I thought of Greg’s big bathtub. And one hand rising out of the writhing mass.

“Have you been to the north end of the Key, Vic?”

“I walked up there just the other day.”

He nodded. “I haven’t been there on foot since the snake hunt, but I’ve seen it plenty of times out fishing. The Key has changed a lot in the last forty years or so, been built up something terrible, but the north end is just the same now as it was then. A shell beach that looks like a great big lopsided triangle, am I right?”

“Just right,” I said.

He nodded. The mask went down. A sip of water. The mask went up.

“That’s where the snakes ended up, with no place to go except Daylight Pass. Backs to the water, you could say, except snakes are all back, aren’t they? That half-acre of beach was covered with them. You couldn’t see the shells at all, except every now and then for a split second or two as they moved around, shaking their tails. They were crawling all over each other, too. Enough poison in those snakes to kill half the people in Tampa, you would have said.

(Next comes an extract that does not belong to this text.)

PR #483, opened 2023-08-11
Unit test to read experimental data in wide format

### LINKED ISSUE #462: mlos_bench: read results file format tests
@poojanilangekar, could you please add some tests for the changes in #460 so that we make sure that the code accepts both input file formats we expect to be able to support?  Thanks!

“We had a bunch of firemen from the Palm Village station and a bunch more from up Highway 41 in Nokomis. Big strapping fellows. Had to be, because they had twenty-gallon Smokechaser packs on their backs. What used to be called Indian pumps. Those things are made more for fighting brush fires, of which we have a lot, but they didn’t hold water that day. They were filled with kerosene. When we had the snakes—most of em, folks found strays for months after—with nothing but water behind them, those boys sprayed them very good and proper. Then my old friend Jerry Gant, Palm Village Fire Chief, long gone, fired up a Bernzomatic propane torch and flung it. Those rattlers went up in a sheet of flame, and the stink—oh my God, it was terrible, and I could never get it out of my clothes. None of us could. Washing em didn’t do any good. They had to be burned, like the snakes.”

He sat quiet for a moment, eyes on his glass of water. He would return to the reason he’d come, but right now he wasn’t here at all. He was seeing those burning rattlesnakes and smelling their stench as they writhed in the flames.

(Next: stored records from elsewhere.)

PR #484, opened 2023-08-12
Unit tests for `shell_env_vars` logic

### LINKED ISSUE #386: FIxup bugs from #383 - Add end to end environment variable test script

motus:
Summary of changes:
* Add unit tests for `LocalEnv` to make sure that we pass environment variables into a local script correctly.
* Split unit tests for `LocalEnv` into three separate files for maintainability.

P.S. Turned out, we pass the environment variables into a local script correctly - we just have to use the cmd syntax `%VAR%` on Windows instead of `$VAR`. We now have unit tests for both cases.

-----------
> It looks like `local_exec` service fails to set the environment variables on Windows.
> This PR adds a unit test to reproduce the problem.
> We need to debug the issue and push the fix into this or other PR.
> 
> P.S. `local_env_test.py` has too many tests now, so in this PR we split it into three separate files that have tests for the results, telemetry, and environment variables, respectively.

~~**NOTE:** Merge after #483~~

Closes #386


bpkroth:
> It looks like `local_exec` service fails to set the environment variables on Windows. We need to debug the issue.
> 
> **NOTE:** Merge after #483
> 
> Closes #386

I was actually seeing cases where we don't propagate environment variables to Linux shell scripts either.
I'll cook a smaller example up and we can address that in a different PR though.
Thanks for adding the tests!

mlos_bench/mlos_bench/tests/environments/local_env_test.py
```diff
@@ -66,3 +68,132 @@ def test_local_env(tunable_groups: TunableGroups) -> None:
...
+                "other_arg": 222,  # NOT passed into "shell_env_params"
+            },
+            "tunable_params": ["kernel"],
+            "shell_env_params": [
+                "const_arg",                # From "const_arg"
+                "kernel_sched_latency_ns",  # From "tunable_params"
+            ],
+            "run": [
+                "echo const_arg,other_arg,unknown_arg,kernel_sched_latency_ns > output.csv",
+                "echo $const_arg,$other_arg,$unknown_arg,$kernel_sched_latency_ns >> output.csv",
```
bpkroth, line 183: Would be good to also test this in a composite nested env.
That's where I've run into issues previously.

motus: yes, I plan to add many more tests for the composite environment

bpkroth: I assume that's for a future PR then?

bpkroth (approved):

mlos_bench/mlos_bench/tests/environments/local_env_test.py
motus: yes

PR #485, opened 2023-08-14
Better type annotation for `Environment.run()` methods

motus:
Nothing but a single change in type annotation of `Environment.run()`:
`dict` replaced with `Dict[str, float]`
That makes mypy happier in other parts of the code


bpkroth (approved):
I think this is ok.  Part of me has a nagging thought about places where we might use a RemoteEnv to `run` something that isn't a benchmark, but maybe that belongs in `setup`, `teardown` instead.

PR #489, opened 2023-08-16
Switch back to FLAML as the default optimizer

bpkroth:
We've found that SMAC has some non-determinism and incomplete integration, which causes some issues with our pipelines and experiment results, so for now we switch back to FLAML as the default.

“Duma was still there back then, and some of the snakes swam for it. Maybe a few even made it, but most drowned. I don’t know if you noticed there’s a whirlpool where the water from the bay meets the water from the Gulf—”

“I’ve seen it.”

“That whirlpool… that eddy… was stronger when Duma Key was still there, because the water came through with a lot more force. I bet it’s sixteen feet deep right there where the water spins, maybe more. Dug out the channel bed, you know. Plus the tide was low that day, which increases the spill from the bay. We saw snakes spinning in that eddy, some still on fire.

“And that, Vic, was the Great Snake Drive of Eighty-Whatever.”

“Quite a story.”

“Now you tell me one. About how you knew Alita Bell and how you found her.”

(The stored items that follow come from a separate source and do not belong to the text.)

PR #490, opened 2023-08-16
Expand dollar variables in the globals

motus:
This feature greatly simplifies our configs for complex multi-VM setups.

P.S. I cannot come up with any simple and elegant unit tests for this feature. Technically, we can define some dollar variables in `global_test_config.jsonc` and check their values in the log in `launcher_test.py`, but we don't have that many parameters in `MockEnv` and `MockOptimizer` that we can expand. I'll think about it and do it in the next PR.

### DIFF
--- a/mlos_bench/mlos_bench/launcher.py
+++ b/mlos_bench/mlos_bench/launcher.py
@@ -12,6 +12,8 @@ command line.
 
 import logging
 import argparse
+
+from string import Template
 from typing import Any, Dict, Iterable, List, Optional, Tuple, Type
 
 from mlos_bench.config.schemas import ConfigSchema
@@ -84,6 +86,7 @@ class Launcher:
             args_rest,
             {key: val for (key, val) in config.items() if key not in vars(args)},
         )
+        self.global_config = self._expand_vars(self.global_config)
 
         env_path = args.environment or config.get("environment")
         if not env_path:
@@ -226,6 +229,20 @@ class Launcher:
         if config_path:
             global_config["config_path"] = config_path
         return global_config
+
+    def _expand_vars(self, value: Any) -> Any:
+        """
+        Expand dollar variables in the globals.
+
+        NOTE: `self.global_config` must be set.
+        """
+        if isinstance(value, str):
+            return Template(value).safe_substitute(self.global_config)
+        if isinstance(value, dict):
+            return {key: self._expand_vars(val) for (key, val) in value.items()}
+        if isinstance(value, list):
+            return [self._expand_vars(val) for val in value]
+        return value
 
     def _init_tunable_values(self, random_init: bool, seed: Optional[int],
                              args_tunables: Optional[str]) -> TunableGroups:
--- a/mlos_bench/mlos_bench/config/experiments/experiment_RedisBench.jsonc
+++ b/mlos_bench/mlos_bench/config/experiments/experiment_RedisBench.jsonc
@@ -2,8 +2,8 @@
     "experiment_id": "RedisBench",
     "trial_id": 1,
 
-    // TODO: Generate these names from $experiment_id
-    "deploymentName": "RedisBench",
+    // Any global parameter can be used as a dollar variable in the global config:
+    "deploymentName": "$experiment_id",
     "vmName": "os-autotune-linux-vm",
 
     "resourceGroup": "os-autotune",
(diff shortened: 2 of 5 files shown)


mlos_bench/mlos_bench/launcher.py
```diff
@@ -227,6 +230,20 @@ def _load_config(self,
             global_config["config_path"] = config_path
         return global_config
 
+    def _expand_vars(self, value: Any) -> Any:
+        """
+        Expand dollar variables in the globals.
```
bpkroth, line 235: First, thanks for this!
I had a thought about this during some local hacking I was doing along the same lines.
What do you think about doing this recursively until all `$variables` are expanded or can't be (in which case, throw an error)?
The idea is basically, to support things like this, where one value might also include the results of a template from another one:

- template vmServerName with `"vmServerName": "vmServer-$experiment-$location"`
- template vnetName with `"vnetName": "vnet-$vmServerName"`

mlos_bench/mlos_bench/launcher.py
```diff
@@ -227,6 +230,20 @@ def _load_config(self,
             global_config["config_path"] = config_path
         return global_config
 
+    def _expand_vars(self, value: Any) -> Any:
```
bpkroth, line 233: We do this in several places now.  Is it possible for us to consolidate this into `mlos_bench.util` and fixup all the places where we do `$var` expansion to call it there?  (see also comments about recursive calls below)

bpkroth:
> This feature greatly simplifies our configs for complex multi-VM setups.
> 
> P.S. I cannot come up with any simple and elegant unit tests for this feature. Technically, we can define some dollar variables in `global_test_config.jsonc` and check their values in the log in `launcher_test.py`, but we don't have that many parameters in `MockEnv` and `MockOptimizer` that we can expand. I'll think about it and do it in the next PR.

Could we do something like this for testing:
https://til.simonwillison.net/pytest/pytest-argparse

Basically, let's stop using `parse_args()` without an argument, and instead explicitly pass `sys.args` to via the `__init__` function and on to `_parse_args()`
That would allow us to write a test function on the `Launcher` and the data it returns from the args/files, by passing `['--foo', 'bar']` style explicit lists of args.

Make sense?

mlos_bench/mlos_bench/launcher.py
motus: yes, we process the parameters in the order they appear in config. E.g., in the following fragment
```python
{
    "experiment_id": "RedisBench",
    "location": "westus2",
    "vmServerName": "vmServer-$experiment_id-$location",
    "vnetName": "vnet-$vmServerName",
}
```
`vnetName` would expand to `vnet-vmServer-RedisBench-westus2`

mlos_bench/mlos_bench/launcher.py
motus: I might do it later. Right now, we use variable expansion in four different contexts and at different stages of the Environment life cycle:
* Global parameters: we do the expansion once at the startup time; both input and output are the same global parameters
* `LocalFileShareEnv`: we substitute `const_args` and tunables (plus the special variable `$PWD`) inside the file paths for upload and download
* `tunable_params_map`: we substitute the _lists_ of covariant groups' names inside the `tunable_params`
* `LocalEnv` and `RemoteEnv`: we pass `shell_env_params` as shell environment variables of the executable script

Note that all these cases use _different_ parameters for the expansions, and the expansion mechanisms are different, too (e.g., string substitution in globals vs. list expansion for the tunables). That makes it hard to have a single unified function for all use cases. I would argue that adding string substitution for the globals covers most of our needs for the flexible configs for the nearest future; later we can rethink the way we handle the dollar variables in our configs and come up with a more elegant solution

motus:
> let's stop using `parse_args()` without an argument, and instead explicitly pass `sys.args` to via the `__init__` function and on to `_parse_args()`

I love it! This way we can write much more granular unit tests for the Launcher. let's do it in a separate PR because there will be many more unit tests, not all related to the variable expansion

bpkroth (approved):

mlos_bench/mlos_bench/launcher.py
bpkroth: Ah, if the order manages it, then it should be ok I think.  Thanks!  That's how arm templates work too I believe.

bpkroth: Fixed in #493

PR #491, opened 2023-08-17
Support customData file to pass to ARM templates

bpkroth:
Adds support to allow reading `customData` out of a file to pass to the ARM templates.
This way we can code `cloud-init` files (for example) separately with all the usual syntax help, rather than embed them in JSON configs.


motus (approved):
Looks good!

PR #493, opened 2023-08-18
CLI args testing and improvements

bpkroth:
- Support multiple instances of `--globals` and other arguments to build a list.
- Provide some common mistype aliases for CLI args.
- [x] Adds some tests (additional ones to be added later)
  See Also testing comments in #490


mlos_bench/mlos_bench/launcher.py
```diff
@@ -138,7 +139,7 @@ def _parse_args(parser: argparse.ArgumentParser) -> Tuple[argparse.Namespace, Li
                  ' Set to DEBUG for debug, WARNING for warnings only.')
 
         parser.add_argument(
-            '--config_path', nargs="+", required=False,
+            '--config_path', nargs="+", action='append', required=False,
```
motus, line 142:
```suggestion
            '--config_path', nargs="+", action='extend', required=False,
```

mlos_bench/mlos_bench/launcher.py
```diff
@@ -165,13 +166,13 @@ def _parse_args(parser: argparse.ArgumentParser) -> Tuple[argparse.Namespace, Li
             help='Seed to use with --random_init')
 
         parser.add_argument(
-            '--tunable_values', nargs="+", required=False,
+            '--tunable_values', nargs="+", action='append', required=False,
```
motus, line 169:
```suggestion
            '--tunable_values', nargs="+", action='extend', required=False,
```

mlos_bench/mlos_bench/launcher.py
```diff
@@ -165,13 +166,13 @@ def _parse_args(parser: argparse.ArgumentParser) -> Tuple[argparse.Namespace, Li
...
             help='Path to one or more JSON files that contain values of the tunable' +
                  ' parameters. This can be used for a single trial (when no --optimizer' +
                  ' is specified) or as default values for the first run in optimization.')
 
         parser.add_argument(
-            '--globals', nargs="+", required=False,
+            '--globals', nargs="+", action='append', required=False,
```
motus, line 175:
```suggestion
            '--globals', nargs="+", action='extend', required=False,
```

mlos_bench/mlos_bench/launcher.py
```diff
@@ -180,7 +181,11 @@ def _parse_args(parser: argparse.ArgumentParser) -> Tuple[argparse.Namespace, Li
             dest='teardown', action='store_false',
             help='Disable teardown of the environment after the benchmark.')
 
-        return parser.parse_known_args()
+        (args, args_rest) = parser.parse_known_args()
+        args.config_path = list(chain(*args.config_path))
+        args.tunable_values = list(chain(*args.tunable_values))
+        args.globals = list(chain(*args.globals))
+        return (args, args_rest)
```
motus, line 188:
```suggestion
        return parser.parse_known_args()
```
`action='extend'` should flatten the lists automatically

motus (changes requested):
I think if we use `action='extend'` then the result will be in the desired format automatically. Can you please check? Thank you!

mlos_bench/mlos_bench/launcher.py
```diff
@@ -129,16 +129,17 @@ def _parse_args(parser: argparse.ArgumentParser) -> Tuple[argparse.Namespace, Li
                  ' for additional config examples for this and other arguments.')
 
         parser.add_argument(
-            '--log_file', required=False,
+            '--log_file', '--log-file', required=False,
```
motus, line 132: I don't like mixing `-` and `_` in the option name, but the idea is to keep it consistent across the config parameters, internal argparse args names, and command-line options. Any config parameter can be a command line option, so after your change we'll end up with command lines like `--experiment_id foo --log-level DEBUG` and it would be hard to explain to the user why we can't have `--experiment-id` instead of `--experiment_id` but it's ok for `--log-level`

motus: so I would keep underscores everywhere for consistency, although I totally agree that this is not the most aesthetically pleasing solution

bpkroth: I kept mistyping them locally, so I added aliases.  I'd like to keep them if possible.  I don't think they should add too much confusion - it's just in the cli args.

`--experiment-id` should probably move to the `globals` tbh, or we could just special treat it and convert.

mlos_bench/mlos_bench/launcher.py
```diff
@@ -237,9 +251,14 @@ def _expand_vars(self, value: Any) -> Any:
         NOTE: `self.global_config` must be set.
         """
         if isinstance(value, str):
+            if "$" in value:
+                _LOG.warning("Expand vars: %s", value)
```
bpkroth, line 255: - [ ] Remove this.  Was debugging something.

mlos_bench/mlos_bench/launcher.py
```diff
@@ -290,7 +309,11 @@ def _load_storage(self, args_storage: Optional[str]) -> Storage:
             # pylint: disable=import-outside-toplevel
             from mlos_bench.storage.sql.storage import SqlStorage
             return SqlStorage(self.tunables, service=self._parent_service,
-                              config={"drivername": "sqlite", "database": ":memory:"})
+                              config={
+                                  "drivername": "sqlite",
+                                  "database": ":memory:",
+                                  "lazy_schema_create": True,
```
bpkroth, line 315: This was slowing down tests a little bit and is unnecessary often.

mlos_bench/mlos_bench/launcher.py
```diff
@@ -237,9 +251,14 @@ def _expand_vars(self, value: Any) -> Any:
...
         if isinstance(value, str):
+            if "$" in value:
+                _LOG.warning("Expand vars: %s", value)
             return Template(value).safe_substitute(self.global_config)
         if isinstance(value, dict):
-            return {key: self._expand_vars(val) for (key, val) in value.items()}
+            # Note: we use a loop instead of dict comprehension in order to
+            # allow secondary expansion of subsequent values immediately.
+            for (key, val) in value.items():
+                value[key] = self._expand_vars(val)
```
motus, line 261: that's
```suggestion
            value = {key: self._expand_vars(val) for (key, val) in value.items()}
```

motus: oh wait never mind, that won't work if there is a chain of dependencies

mlos_bench/mlos_bench/tests/config/__init__.py
```diff
@@ -28,8 +37,8 @@ def locate_config_examples(config_examples_dir: str) -> List[str]:
     """
     assert os.path.isdir(config_examples_dir)
     config_examples = []
-    for root, _, files in os.walk(config_examples_dir):
-        for file in files:
+    for root, _, _files in os.walk(config_examples_dir):
+        for file in _files:
             if file.endswith(".json") or file.endswith(".jsonc"):
                 config_examples.append(path_join(root, file))
```
motus, line 43:
```suggestion
    config_examples.extend(glob.glob("**/*.json*", root_dir=config_examples_dir, recursive=True))
```
would that work?

mlos_bench/mlos_bench/tests/config/globals/test_load_global_config_examples.py
```diff
@@ -0,0 +1,45 @@
...
+def filter_configs(configs_to_filter: List[str]) -> List[str]:
+    """If necessary, filter out json files that aren't for the module we're testing."""
+    return configs_to_filter
+
+
+configs = []
+# configs += filter_configs(locate_config_examples(path_join(ConfigPersistenceService.BUILTIN_CONFIG_PATH, CONFIG_TYPE)))
+configs += filter_configs(locate_config_examples(path_join(ConfigPersistenceService.BUILTIN_CONFIG_PATH, "experiments")))
+configs += filter_configs(locate_config_examples(path_join(BUILTIN_TEST_CONFIG_PATH, CONFIG_TYPE)))
+configs += filter_configs(locate_config_examples(path_join(BUILTIN_TEST_CONFIG_PATH, "experiments")))
```
motus, line 37:
```suggestion
configs = [
    # *filter_configs(locate_config_examples(path_join(ConfigPersistenceService.BUILTIN_CONFIG_PATH, CONFIG_TYPE))),
    *filter_configs(locate_config_examples(path_join(ConfigPersistenceService.BUILTIN_CONFIG_PATH, "experiments"))),
    *filter_configs(locate_config_examples(path_join(BUILTIN_TEST_CONFIG_PATH, CONFIG_TYPE))),
    *filter_configs(locate_config_examples(path_join(BUILTIN_TEST_CONFIG_PATH, "experiments"))),
]
```

mlos_bench/mlos_bench/launcher.py
bpkroth: Exactly, hence the change/comment.  I'm still not sure this is the best way, but it accomplishes the desired behavior we'd discussed in a previous PR as demonstrated in the tests we're adding here.

mlos_bench/mlos_bench/launcher.py
bpkroth: Part of the trouble as I see it is that we accept unknown arguments as globals, so if you accidentally use `--config-path` and we only support `--config_path`, then we get a global of `'config-path'` populated instead of setting the config paths or an error as one might expect.

mlos_bench/mlos_bench/tests/config/__init__.py
bpkroth: Probably?  I didn't really change this logic, just the variable names due to the `files` name conflict.
I can give it a shot though.

bpkroth: Nm.  `root_dir` option doesn't exist in older versions of python

motus (approved):
Looks good!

“I didn’t know her at all, and I only saw her twice. Alive, I mean. The second time she brought me oatmeal raisin cookies. We ate some at this very table. Had them with milk. I said hello to the twins.”

“Did you, now?”

“Maybe it sounds crazy, but it didn’t feel crazy. It felt like the polite thing to do. Because in all other ways she struck me as completely rational. In fact—” I frowned, trying to remember. “She said she knew they weren’t there.”

“Huh.”

Hadn’t she also said and yet they are? I thought so, but I couldn’t quite remember. If she had, she was right. I knew that now for myself.

“And someone brought that stroller back. Not once, but twice.”

“Yes.”

“But you didn’t see anyone.”

“No.”

“Didn’t hear anyone.”

“No.”

“Didn’t notice the motion lights going on, either? Because I know Ackerman had em put in.”